Thursday, June 14, 2012

CofE vs. Equal Civil Marriage: A Rock or a Hard Place?

by the Reverend Dr. Caro Hall, President
Integrity USA


The CofE seems to have gone back into the Dark Ages (again). The UK Government Equalities Office is holding a Consultation on “Equal Civil Marriage” and the Church of England has sent its official response.

And they’re officially against same-gender marriage.

They’re against it, even though a new report shows that between 80-85% of people in the UK under the age of 50 support extending the legal form of marriage to gay people – and three in five - 60% of people of faith in modern Britain – say gay people should be able to get married.

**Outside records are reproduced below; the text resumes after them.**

PR #17776, opened 2023-08-29
Add parquet to changefeed format option

kathancox:
Fixes DOC-6799

Adds documentation for the parquet to the `format` option for changefeeds. 
- Added to core and enterprise changefeed SQL pages.
- Updated the exporting with changefeed page + changefeed messages page.


jayshrivastava (approved):
Looks great!

src/current/v23.1/changefeed-for.md
```diff
@@ -82,6 +82,8 @@ Option | Value | Description
 
 #### Avro limitations
 
+Creating a changefeed using Avro is available in Core and [{{ site.data.products.enterprise }} changefeeds](create-changefeed.html) with the [`confluent_schema_registry`](create-changefeed.html#confluent-registry) option.
```
ashleykwtam, line 85: Do we still make mention of Core? Or are we only calling it Self-Hosted now and referring it to `CockroachDB {{ site.data.products.core }}` ?

ashleykwtam (approved):
LGTM, other than the mentions of core!

src/current/v23.1/changefeed-for.md
kathancox: Ah, so this is not referring to Core as in Self-Hosted CockroachDB, it is actually [Core changefeeds](https://www.cockroachlabs.com/docs/v23.1/changefeed-for), which are our implementation of changefeeds that customers do not need an Enterprise license for. Thanks for checking that though!

PR #17778, opened 2023-08-29
Super regions can use *one or more* DB regions

rmloveland:
Fixes DOC-7813


rmloveland:
@dikshant this wording update is pretty small but paired with the toy example in https://github.com/cockroachdb/docs/pull/17755 it will make it pretty clear that super regions can have just one region in them, I think

Please let me know if you disagree tho!

dikshant (approved):
LGTM 🚀. Thanks!

PR #17789, opened 2023-08-30
clarify UPSERT vs. INSERT performance

taroface:
DOC-7998

@mgartner, I did not mention the `insert fast path` behavior with FKs as this seemed somewhat niche compared to the two INSERT vs. UPSERT scenarios. However, let me know if that was wrong and I'll find a place to include it.

cc @DingDLu


src/current/_includes/v23.2/sql/insert-vs-upsert.md
```diff
@@ -1,9 +1,3 @@
...
-without reading, making it faster. This may be particularly useful if
-you are using a simple SQL table of two columns to [simulate direct KV access]({% link {{ page.version.version }}/sql-faqs.md %}#can-i-use-cockroachdb-as-a-key-value-store).
-In this case, be sure to use the `UPSERT` statement.
+When inserting or updating columns on a table that does not have [secondary indexes]({% link {{ page.version.version }}/indexes.md %}), Cockroach Labs recommends using an `UPSERT` statement instead of `INSERT ON CONFLICT DO UPDATE`. Whereas `INSERT ON CONFLICT` always performs a read, the `UPSERT` statement writes without reading, making it faster. This may be useful if you are using a simple SQL table of two columns to [simulate direct KV access]({% link {{ page.version.version }}/sql-faqs.md %}#can-i-use-cockroachdb-as-a-key-value-store).
 
-For tables with secondary indexes, there is no performance difference between `UPSERT` and `INSERT ON CONFLICT`.
+If the table has a secondary index, there is no performance difference between `UPSERT` and `INSERT ON CONFLICT`. However, `INSERT` may not scan the table for existing values. This can provide a performance improvement over `UPSERT`.
```
mgartner, line 3: nit: Maybe make it super clear that the second `INSERT` lacks `ON CONFLICT`, like:

> However, `INSERT` without an `ON CONFLICT` clause may not scan...

src/current/v23.1/insert.md
```diff
@@ -55,10 +47,7 @@ rather than inferring one using a column list, which is the default behavior.
 
 ### `INSERT ON CONFLICT` vs. `UPSERT`
 
-As a short-hand alternative to the `ON CONFLICT` clause, you can use the [`UPSERT`]({% link {{ page.version.version }}/upsert.md %})
-statement. However, `UPSERT` does not let you specify the column(s) with
-the unique constraint; it always uses the column(s) from the primary
-key. Using `ON CONFLICT` is therefore more flexible.
+As a short-hand alternative to the `ON CONFLICT` clause, you can use the [`UPSERT`]({% link {{ page.version.version }}/upsert.md %}) statement. However, `UPSERT` does not let you specify the column(s) with the unique constraint; it always uses the column(s) from the primary key. Using `ON CONFLICT` is therefore more flexible.
```
mgartner, line 50: nit: It's short-hand for `INSERT .. ON CONFLICT .. DO UPDATE ..`, specifically when all the insert columns are listed, and the have the same values assigned in the `DO UPDATE` clause. For example:

```sql
INSERT INTO t(a, b, ..., n)
VALUES ('1', '2', ..., 'n')
ON CONFLICT DO UPDATE SET
  a = '1',
  b = '2',
  ...
  n = 'n';

-- is equivalent to:

UPSERT INTO t(a, b, ..., n)
VALUES ('1', '2', ..., 'n');
```

mgartner: > does not let you specify the column(s) with the unique constraint

This is a little unclear to me. I think it could be better worded like:

> does not let you specify columns to infer a unique constraint as an arbiter; it always uses the primary key as the arbiter

This might require defining the term "arbiter". An arbiter is a unique constraint used to check for conflicts during execution of `INSERT ON CONFLICT`. `UPSERT` always uses the primary index as the arbiter.

mgartner (approved):
LGTM, just a few optional nits.

src/current/v23.1/insert.md
taroface: Thank you! I used this to clarify the UPSERT and the INSERT docs.

Amruta-Ranade (approved):

mgartner (approved):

It’s not surprising. They couldn’t ordain women without bending over backwards to give misogynistic clergy and their parishes “Get Out of Jail Free” cards – pensions if they went to Rome and flying bishops if they stayed behind. And they’ve been wringing their hands about women bishops for the longest time. For whatever reason, the Church of England is chained to the old patriarchy.

This new statement is just more of the same. The Cof E is between a rock and a hard place – on the one hand, they are the connecting point for the Anglican Communion – if they were to say same-gender marriage is OK then they can kiss good-bye to Nigeria, Uganda, Sydney and the Southern Cone – and that’s just for starters. Cynics may say they’re gone anyway, but the CofE will try to keep them in the game for sentimental reasons as well as the bonds of affection.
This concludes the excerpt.